We investigate the bounding problem of causal effects in experimental studies in which the outcome is truncated by death, meaning that the subject dies before the outcome can be measured. Causal effects cannot be point identified without instruments and/or tight parametric assumptions but can be bounded under mild restrictions. Previous work on partial identification under the principal stratification framework has primarily focused on the `always-survivor' subpopulation.

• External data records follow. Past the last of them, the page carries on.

PR #165, opened 2022-04-05
refactor: refactoring query handling layer

himank:


store/kv/fdb.go
```diff
@@ -318,7 +319,7 @@ func (t *ftx) Insert(_ context.Context, table string, key Key, data []byte) erro
 		return err
 	}
 	if vv != nil {
-		return os.ErrExist
+		return api.Errorf(codes.AlreadyExists, "duplicate key value, violates unique primary key constraint")
```
efirs, line 322: I would not push dependency on API package that deep.

efirs: Can we just have kv.ErrAlreadyExists?

efirs (approved):

store/kv/fdb.go
himank: This is not permanent here. I think we need to define errors for kv package and then translate in the server package. Just keeping it as a holder.

himank: I'll also add a ToDo for this in follow up diff.

PR #167, opened 2022-04-07
feat: end-to-end schema management, support transactional schema changes. 

himank:


server/services/v1/query_runner.go
```diff
@@ -18,8 +18,12 @@ import (
 	"context"
 	"encoding/json"
 
+	"github.com/rs/zerolog/log"
```
efirs, line 21: goimports

efirs (approved):

PR #196, opened 2022-04-14
feat: support for array and object types

himank:


schema/schema_test.go
```diff
@@ -98,7 +101,82 @@ func TestCreateCollectionFromSchema(t *testing.T) {
...
+		},
+		"simple_object": {
+			"type": "object",
+			"properties": {
+				"name": { "type": "string" }
+			}
+		},
+		"product_items": {
+			"type": "array",
+			"items": {
```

In this paper, we present a novel nonparametric unified framework to provide sharp bounds on causal effects on discrete and continuous square-integrable outcomes. These bounds are derived on the `always-survivor', `protected', and `harmed' subpopulations and on the entire population with/without assumptions of monotonicity and stochastic dominance. The main idea depends on rewriting the optimization problem in terms of the integrated tail probability expectation formula using a set of conditional probability distributions. The proposed procedure allows for settings with any type and number of covariates, and can be extended to incorporate average causal effects and complier average causal effects. Furthermore, we present several simulation studies conducted under various assumptions as well as the application of the proposed approach to a real dataset from the National Supported Work Demonstration.

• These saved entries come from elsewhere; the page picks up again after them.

PR #206, opened 2022-04-20
feat: data wrapper to wrap the raw value in the underlying storage

himank:


internal/data.go
```diff
@@ -0,0 +1,136 @@
...
+
+func (x *RawData) GetDataType() DataType {
+	return RawDataType
+}
+
+func Encode(data Data) ([]byte, error) {
+	var b []byte
+	enc := codec.NewEncoderBytes(&b, &bh)
+
+	switch data.GetDataType() {
```
efirs, line 76: What if we just pass interface to this function and:
```
switch t := data.(type) {
case *TableData:
```
So we don't need to implement any interfaces.

himank: if we don't implement the interface or enforce it then the problem would be that any object will fulfill the data interface and can be passed around.

efirs: But then encoding will fail.

himank: but that will be runtime, if we enforce then we can detect at compile time.

go.mod
```diff
@@ -69,6 +69,7 @@ require (
 	github.com/spf13/cast v1.4.1 // indirect
 	github.com/spf13/jwalterweatherman v1.1.0 // indirect
 	github.com/subosito/gotenv v1.2.0 // indirect
+	github.com/ugorji/go/codec v1.2.7 // indirect
 	github.com/valyala/fasthttp v1.34.0 // indirect
 	github.com/xeipuuv/gojsonpointer v0.0.0-20180127040702-4e3ac2762d5f // indirect
```
seeforschauer, line 74: would you please update oapi version from github.com/deepmap/oapi-codegen v1.9.1 version to v1.10.0? 

A release recently was https://github.com/deepmap/oapi-codegen/releases/tag/v1.10.1 :) 

v1.10.0 contains protobuf version update https://github.com/deepmap/oapi-codegen/pull/553

himank: sure :) probably will not couple that with this diff.

himank: done

Makefile
```diff
@@ -40,7 +41,14 @@ ${API_DIR}/client/${V}/%/http.go: ${PROTO_DIR}/%_openapi.yaml
 		-o ${API_DIR}/client/${V}/$(*F)/http.go \
 		${PROTO_DIR}/$(*F)_openapi.yaml
 
-generate: ${GEN_DIR}/api.pb.go ${GEN_DIR}/api.pb.gw.go ${GEN_DIR}/health.pb.go ${GEN_DIR}/health.pb.gw.go
+${DATA_PROTO_DIR}/%.pb.go ${DATA_PROTO_DIR}/%.pb.gw.go: ${DATA_PROTO_DIR}/%.proto
+	protoc -Iinternal \
+		--go_out=${DATA_PROTO_DIR} --go_opt=paths=source_relative \
+		--go-grpc_out=${DATA_PROTO_DIR} --go-grpc_opt=paths=source_relative \
```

翻译：我们研究了实验研究中因死亡截尾（即被试在结果测量前死亡）情形下因果效应的界限问题。在没有工具变量和/或严格参数假设的情况下，因果效应无法点识别，但在温和约束条件下可建立界限。先前基于主分层框架的部分识别研究主要聚焦于"始终存活者"子群体。本文提出一种全新的非参数统一框架，可为离散型与连续型平方可积结果变量的因果效应提供严格界限。这些界限分别在"始终存活者"、"受保护者"和"受损者"子群体以及全体人群中，在有无单调性和随机占优假设条件下推导得出。核心思想在于利用一组条件概率分布将优化问题重构为积分尾概率期望公式。所提方法适用于任意类型和数量的协变量场景，并可扩展至包含平均因果效应和依从者平均因果效应。最后，我们展示了在不同假设条件下开展的若干模拟研究，以及该方法在"国家支持工作示范"真实数据集上的应用。